[Saved data entries]
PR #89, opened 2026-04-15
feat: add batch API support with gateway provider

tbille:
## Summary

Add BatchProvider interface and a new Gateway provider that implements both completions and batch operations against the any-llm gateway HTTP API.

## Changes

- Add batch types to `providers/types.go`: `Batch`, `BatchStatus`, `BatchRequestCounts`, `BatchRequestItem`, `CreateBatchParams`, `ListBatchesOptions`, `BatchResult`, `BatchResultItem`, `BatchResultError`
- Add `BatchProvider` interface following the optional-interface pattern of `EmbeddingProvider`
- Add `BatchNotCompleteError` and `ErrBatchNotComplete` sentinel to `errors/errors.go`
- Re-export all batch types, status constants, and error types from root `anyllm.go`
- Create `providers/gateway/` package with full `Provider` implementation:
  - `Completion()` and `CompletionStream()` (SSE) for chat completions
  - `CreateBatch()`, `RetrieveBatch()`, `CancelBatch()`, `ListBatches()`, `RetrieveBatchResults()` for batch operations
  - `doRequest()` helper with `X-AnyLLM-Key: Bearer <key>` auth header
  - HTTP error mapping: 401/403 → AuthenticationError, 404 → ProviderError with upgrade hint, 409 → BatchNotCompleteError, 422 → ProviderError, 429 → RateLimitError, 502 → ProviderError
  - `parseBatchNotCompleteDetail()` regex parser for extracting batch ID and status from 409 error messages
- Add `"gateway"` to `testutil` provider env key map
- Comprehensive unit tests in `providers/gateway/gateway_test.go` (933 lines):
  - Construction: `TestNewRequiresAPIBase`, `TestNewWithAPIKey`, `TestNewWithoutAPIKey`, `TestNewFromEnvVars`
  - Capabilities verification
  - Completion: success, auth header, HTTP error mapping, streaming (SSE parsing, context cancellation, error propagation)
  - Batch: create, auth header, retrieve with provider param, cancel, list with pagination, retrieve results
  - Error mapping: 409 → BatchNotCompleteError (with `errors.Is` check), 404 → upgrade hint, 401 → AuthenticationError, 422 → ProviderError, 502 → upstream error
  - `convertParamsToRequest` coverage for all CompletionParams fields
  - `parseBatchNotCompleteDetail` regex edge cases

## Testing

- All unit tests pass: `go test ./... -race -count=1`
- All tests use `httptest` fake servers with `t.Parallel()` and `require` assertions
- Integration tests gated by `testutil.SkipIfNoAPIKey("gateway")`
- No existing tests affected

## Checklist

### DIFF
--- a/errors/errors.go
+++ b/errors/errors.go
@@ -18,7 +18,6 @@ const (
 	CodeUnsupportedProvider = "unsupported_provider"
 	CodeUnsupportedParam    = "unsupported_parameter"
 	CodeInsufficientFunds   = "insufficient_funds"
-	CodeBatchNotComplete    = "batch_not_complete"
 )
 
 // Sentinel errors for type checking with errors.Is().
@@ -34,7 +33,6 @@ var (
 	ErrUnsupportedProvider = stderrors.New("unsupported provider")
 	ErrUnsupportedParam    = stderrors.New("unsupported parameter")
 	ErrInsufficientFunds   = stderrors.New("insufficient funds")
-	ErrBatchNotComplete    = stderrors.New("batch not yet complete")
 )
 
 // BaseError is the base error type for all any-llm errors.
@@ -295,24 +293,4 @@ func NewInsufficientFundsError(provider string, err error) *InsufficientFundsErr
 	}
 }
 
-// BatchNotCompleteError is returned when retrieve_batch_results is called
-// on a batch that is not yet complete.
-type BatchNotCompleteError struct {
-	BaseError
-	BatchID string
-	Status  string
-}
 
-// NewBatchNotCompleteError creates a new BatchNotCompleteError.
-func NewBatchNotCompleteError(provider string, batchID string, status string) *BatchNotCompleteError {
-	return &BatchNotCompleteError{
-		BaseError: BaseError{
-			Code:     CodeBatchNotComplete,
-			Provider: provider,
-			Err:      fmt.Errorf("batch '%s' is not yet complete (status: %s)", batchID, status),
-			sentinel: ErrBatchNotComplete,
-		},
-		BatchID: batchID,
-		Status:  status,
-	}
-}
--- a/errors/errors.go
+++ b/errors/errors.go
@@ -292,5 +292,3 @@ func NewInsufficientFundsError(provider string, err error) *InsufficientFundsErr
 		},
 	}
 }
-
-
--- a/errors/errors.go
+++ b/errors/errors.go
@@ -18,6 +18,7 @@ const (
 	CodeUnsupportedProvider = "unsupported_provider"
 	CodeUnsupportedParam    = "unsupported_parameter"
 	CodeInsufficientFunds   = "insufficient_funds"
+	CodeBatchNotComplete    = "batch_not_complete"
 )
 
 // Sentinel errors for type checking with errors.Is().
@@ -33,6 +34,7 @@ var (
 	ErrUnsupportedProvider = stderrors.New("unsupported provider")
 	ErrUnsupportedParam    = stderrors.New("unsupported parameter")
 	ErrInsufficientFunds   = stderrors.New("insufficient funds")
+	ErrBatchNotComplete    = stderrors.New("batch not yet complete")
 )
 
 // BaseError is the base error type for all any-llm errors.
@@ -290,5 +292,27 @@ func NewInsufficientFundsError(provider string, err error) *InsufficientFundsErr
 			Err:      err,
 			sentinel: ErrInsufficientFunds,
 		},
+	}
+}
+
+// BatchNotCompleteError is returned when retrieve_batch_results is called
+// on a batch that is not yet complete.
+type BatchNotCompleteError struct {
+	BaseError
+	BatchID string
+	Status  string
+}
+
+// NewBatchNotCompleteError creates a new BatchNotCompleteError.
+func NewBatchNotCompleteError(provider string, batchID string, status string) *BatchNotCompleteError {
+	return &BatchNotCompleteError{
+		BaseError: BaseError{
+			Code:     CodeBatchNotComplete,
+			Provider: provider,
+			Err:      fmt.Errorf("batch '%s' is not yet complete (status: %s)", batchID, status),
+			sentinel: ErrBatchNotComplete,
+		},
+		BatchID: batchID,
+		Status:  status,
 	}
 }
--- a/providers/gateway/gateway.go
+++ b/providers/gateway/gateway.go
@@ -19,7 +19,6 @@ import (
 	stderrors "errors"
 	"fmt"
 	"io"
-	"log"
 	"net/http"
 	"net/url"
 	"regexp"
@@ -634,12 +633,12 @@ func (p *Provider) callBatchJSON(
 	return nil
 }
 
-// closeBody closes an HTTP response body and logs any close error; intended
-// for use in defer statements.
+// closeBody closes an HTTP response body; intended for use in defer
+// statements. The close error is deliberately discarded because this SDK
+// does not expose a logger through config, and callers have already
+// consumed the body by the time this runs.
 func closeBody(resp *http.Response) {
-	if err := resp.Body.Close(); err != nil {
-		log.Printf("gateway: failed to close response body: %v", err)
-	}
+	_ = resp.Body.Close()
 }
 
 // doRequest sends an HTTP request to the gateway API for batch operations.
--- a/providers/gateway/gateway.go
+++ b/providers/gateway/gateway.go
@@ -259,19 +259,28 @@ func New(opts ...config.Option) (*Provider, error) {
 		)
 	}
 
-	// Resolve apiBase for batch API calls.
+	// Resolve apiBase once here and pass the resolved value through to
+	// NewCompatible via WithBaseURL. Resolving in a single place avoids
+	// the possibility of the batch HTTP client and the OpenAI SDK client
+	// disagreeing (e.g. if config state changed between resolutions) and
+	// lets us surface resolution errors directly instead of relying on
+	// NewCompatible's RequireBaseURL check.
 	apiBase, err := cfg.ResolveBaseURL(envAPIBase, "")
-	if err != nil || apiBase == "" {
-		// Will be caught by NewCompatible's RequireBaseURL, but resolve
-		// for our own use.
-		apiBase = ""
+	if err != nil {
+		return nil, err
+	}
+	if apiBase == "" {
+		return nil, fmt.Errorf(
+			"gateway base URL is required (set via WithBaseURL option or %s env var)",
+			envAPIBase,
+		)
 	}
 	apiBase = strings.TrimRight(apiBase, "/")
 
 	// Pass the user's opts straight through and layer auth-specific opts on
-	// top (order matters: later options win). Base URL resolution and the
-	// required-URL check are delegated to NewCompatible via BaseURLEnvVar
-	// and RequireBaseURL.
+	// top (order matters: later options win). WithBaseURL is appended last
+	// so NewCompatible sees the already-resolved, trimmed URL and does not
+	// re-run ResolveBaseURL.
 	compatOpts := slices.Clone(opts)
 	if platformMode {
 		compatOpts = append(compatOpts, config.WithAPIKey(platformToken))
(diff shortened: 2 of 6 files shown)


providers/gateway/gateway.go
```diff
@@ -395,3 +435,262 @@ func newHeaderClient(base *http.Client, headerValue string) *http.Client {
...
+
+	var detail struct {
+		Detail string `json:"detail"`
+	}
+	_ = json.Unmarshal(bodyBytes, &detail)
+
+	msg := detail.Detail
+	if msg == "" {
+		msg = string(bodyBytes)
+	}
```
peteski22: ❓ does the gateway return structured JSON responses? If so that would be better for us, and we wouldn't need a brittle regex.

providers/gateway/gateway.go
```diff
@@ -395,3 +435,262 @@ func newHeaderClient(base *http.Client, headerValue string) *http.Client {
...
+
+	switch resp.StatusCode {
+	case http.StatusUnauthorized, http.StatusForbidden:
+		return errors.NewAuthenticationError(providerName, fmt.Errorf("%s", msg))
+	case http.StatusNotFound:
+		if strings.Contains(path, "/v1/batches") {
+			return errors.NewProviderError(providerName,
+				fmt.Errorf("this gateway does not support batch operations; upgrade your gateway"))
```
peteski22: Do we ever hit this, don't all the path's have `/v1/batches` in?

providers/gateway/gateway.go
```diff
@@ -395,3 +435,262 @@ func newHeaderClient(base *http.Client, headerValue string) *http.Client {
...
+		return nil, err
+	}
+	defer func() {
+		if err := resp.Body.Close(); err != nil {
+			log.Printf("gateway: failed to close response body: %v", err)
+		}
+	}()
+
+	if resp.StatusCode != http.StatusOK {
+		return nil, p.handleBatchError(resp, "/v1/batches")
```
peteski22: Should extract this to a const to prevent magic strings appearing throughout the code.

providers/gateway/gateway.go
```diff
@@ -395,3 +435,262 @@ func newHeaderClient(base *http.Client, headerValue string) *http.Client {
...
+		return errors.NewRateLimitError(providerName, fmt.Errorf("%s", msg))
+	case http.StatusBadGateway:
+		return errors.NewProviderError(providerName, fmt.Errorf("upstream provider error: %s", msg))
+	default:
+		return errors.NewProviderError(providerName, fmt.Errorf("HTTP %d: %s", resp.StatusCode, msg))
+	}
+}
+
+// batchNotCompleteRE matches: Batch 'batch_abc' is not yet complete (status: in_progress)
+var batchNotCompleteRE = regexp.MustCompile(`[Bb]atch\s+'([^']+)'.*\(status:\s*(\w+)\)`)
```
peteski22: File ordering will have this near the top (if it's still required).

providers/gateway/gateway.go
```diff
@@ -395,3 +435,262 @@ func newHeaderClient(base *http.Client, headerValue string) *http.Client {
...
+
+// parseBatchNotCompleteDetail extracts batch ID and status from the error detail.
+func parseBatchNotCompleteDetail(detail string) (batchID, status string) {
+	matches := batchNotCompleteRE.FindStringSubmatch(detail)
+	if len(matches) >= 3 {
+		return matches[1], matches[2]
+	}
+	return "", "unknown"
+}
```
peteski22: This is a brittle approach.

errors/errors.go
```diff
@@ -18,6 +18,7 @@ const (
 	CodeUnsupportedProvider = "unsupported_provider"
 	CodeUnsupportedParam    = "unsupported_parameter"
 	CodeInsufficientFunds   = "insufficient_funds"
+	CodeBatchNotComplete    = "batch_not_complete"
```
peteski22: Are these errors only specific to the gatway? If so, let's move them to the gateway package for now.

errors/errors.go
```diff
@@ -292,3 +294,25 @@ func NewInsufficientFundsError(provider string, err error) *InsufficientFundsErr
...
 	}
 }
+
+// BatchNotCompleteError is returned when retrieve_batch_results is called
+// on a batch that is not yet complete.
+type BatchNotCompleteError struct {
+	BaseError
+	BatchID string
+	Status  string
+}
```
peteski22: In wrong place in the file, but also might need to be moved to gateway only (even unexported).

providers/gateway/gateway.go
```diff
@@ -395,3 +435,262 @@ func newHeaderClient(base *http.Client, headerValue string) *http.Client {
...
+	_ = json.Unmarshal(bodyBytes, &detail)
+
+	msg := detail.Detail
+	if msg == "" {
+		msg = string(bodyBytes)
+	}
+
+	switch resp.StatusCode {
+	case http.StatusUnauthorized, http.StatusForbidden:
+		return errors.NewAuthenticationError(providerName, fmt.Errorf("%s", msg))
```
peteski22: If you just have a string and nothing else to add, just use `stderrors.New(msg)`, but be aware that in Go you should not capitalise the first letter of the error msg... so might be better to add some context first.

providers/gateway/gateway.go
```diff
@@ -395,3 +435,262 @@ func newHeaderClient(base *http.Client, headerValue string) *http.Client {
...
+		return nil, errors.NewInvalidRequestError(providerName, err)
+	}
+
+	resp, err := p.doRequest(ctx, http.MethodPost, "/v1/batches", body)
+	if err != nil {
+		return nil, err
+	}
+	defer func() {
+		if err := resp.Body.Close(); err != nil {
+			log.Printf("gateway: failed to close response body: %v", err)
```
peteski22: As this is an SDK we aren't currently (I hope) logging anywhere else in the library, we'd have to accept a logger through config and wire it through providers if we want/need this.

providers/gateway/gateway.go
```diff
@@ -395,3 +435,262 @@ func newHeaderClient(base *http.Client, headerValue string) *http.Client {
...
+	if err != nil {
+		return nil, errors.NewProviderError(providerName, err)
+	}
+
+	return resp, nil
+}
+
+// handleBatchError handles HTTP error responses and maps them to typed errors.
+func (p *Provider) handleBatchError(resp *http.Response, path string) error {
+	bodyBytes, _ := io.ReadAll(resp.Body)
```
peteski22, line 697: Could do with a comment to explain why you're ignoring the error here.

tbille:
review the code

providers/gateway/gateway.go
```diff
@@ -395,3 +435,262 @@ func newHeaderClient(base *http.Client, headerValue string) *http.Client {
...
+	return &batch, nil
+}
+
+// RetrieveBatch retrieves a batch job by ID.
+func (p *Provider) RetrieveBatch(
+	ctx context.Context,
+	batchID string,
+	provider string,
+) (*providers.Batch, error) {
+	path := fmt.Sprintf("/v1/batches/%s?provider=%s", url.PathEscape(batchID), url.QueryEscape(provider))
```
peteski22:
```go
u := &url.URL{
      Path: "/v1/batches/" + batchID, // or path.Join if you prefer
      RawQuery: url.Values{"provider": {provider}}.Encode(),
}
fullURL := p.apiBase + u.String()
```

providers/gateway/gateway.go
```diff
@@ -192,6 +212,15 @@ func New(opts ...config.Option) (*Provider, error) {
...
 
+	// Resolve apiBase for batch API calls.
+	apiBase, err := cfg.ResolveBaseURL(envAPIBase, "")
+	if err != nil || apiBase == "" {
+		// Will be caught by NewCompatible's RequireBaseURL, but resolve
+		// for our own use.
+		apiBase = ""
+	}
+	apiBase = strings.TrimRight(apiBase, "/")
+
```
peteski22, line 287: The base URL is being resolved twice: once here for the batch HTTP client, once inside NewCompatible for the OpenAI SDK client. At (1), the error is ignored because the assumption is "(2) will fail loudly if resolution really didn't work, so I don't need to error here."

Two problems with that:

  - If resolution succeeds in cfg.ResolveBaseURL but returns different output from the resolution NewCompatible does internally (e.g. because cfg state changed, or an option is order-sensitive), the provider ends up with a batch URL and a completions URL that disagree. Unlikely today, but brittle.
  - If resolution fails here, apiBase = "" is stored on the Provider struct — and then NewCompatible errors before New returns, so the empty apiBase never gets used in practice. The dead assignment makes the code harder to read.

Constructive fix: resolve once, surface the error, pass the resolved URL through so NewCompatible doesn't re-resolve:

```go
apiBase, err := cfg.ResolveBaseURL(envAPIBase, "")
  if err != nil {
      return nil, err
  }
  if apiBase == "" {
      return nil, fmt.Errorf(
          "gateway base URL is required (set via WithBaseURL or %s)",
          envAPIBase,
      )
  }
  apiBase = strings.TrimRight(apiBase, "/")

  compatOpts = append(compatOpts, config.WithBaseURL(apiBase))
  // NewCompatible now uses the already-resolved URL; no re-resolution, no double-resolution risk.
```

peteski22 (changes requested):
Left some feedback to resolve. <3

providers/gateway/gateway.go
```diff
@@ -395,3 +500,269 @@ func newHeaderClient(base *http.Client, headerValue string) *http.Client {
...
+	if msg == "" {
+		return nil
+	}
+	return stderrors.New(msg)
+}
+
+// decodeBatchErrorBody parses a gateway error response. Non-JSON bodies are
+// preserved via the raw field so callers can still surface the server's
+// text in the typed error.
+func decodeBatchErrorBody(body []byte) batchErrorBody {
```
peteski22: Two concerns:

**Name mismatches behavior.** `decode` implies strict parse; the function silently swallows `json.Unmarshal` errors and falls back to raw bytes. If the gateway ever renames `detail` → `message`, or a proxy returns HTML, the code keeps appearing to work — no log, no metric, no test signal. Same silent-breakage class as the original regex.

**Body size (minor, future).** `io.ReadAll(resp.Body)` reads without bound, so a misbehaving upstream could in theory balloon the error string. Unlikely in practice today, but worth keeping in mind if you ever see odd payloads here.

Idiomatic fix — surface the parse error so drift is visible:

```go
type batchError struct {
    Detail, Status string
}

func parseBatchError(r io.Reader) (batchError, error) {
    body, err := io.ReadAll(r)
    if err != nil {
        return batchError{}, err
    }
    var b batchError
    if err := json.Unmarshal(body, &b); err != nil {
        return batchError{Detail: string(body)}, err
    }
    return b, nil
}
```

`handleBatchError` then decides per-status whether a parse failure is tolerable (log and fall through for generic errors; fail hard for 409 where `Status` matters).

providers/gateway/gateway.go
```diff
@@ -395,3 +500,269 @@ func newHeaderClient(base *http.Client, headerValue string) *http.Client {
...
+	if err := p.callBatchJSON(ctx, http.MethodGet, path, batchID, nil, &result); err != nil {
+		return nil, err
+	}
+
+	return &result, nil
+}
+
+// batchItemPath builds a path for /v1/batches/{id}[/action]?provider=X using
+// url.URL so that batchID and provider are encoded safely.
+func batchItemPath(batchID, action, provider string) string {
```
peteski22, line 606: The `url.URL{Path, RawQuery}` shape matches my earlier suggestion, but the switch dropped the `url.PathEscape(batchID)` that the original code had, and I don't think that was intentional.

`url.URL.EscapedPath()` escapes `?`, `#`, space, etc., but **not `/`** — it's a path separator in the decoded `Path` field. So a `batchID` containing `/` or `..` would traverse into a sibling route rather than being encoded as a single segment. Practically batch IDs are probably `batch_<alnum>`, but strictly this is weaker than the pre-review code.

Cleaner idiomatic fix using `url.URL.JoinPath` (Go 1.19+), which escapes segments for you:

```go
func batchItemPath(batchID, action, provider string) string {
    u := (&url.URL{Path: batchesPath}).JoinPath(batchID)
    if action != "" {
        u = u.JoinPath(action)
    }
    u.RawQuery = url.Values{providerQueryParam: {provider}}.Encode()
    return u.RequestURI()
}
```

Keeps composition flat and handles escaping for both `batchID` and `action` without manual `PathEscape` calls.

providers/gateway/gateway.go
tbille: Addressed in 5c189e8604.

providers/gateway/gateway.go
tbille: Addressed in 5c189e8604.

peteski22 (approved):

To do —
Search the data and copy each line containing "creates".

Exercise solution —
-// NewBatchNotCompleteError creates a new BatchNotCompleteError.
+// NewBatchNotCompleteError creates a new BatchNotCompleteError.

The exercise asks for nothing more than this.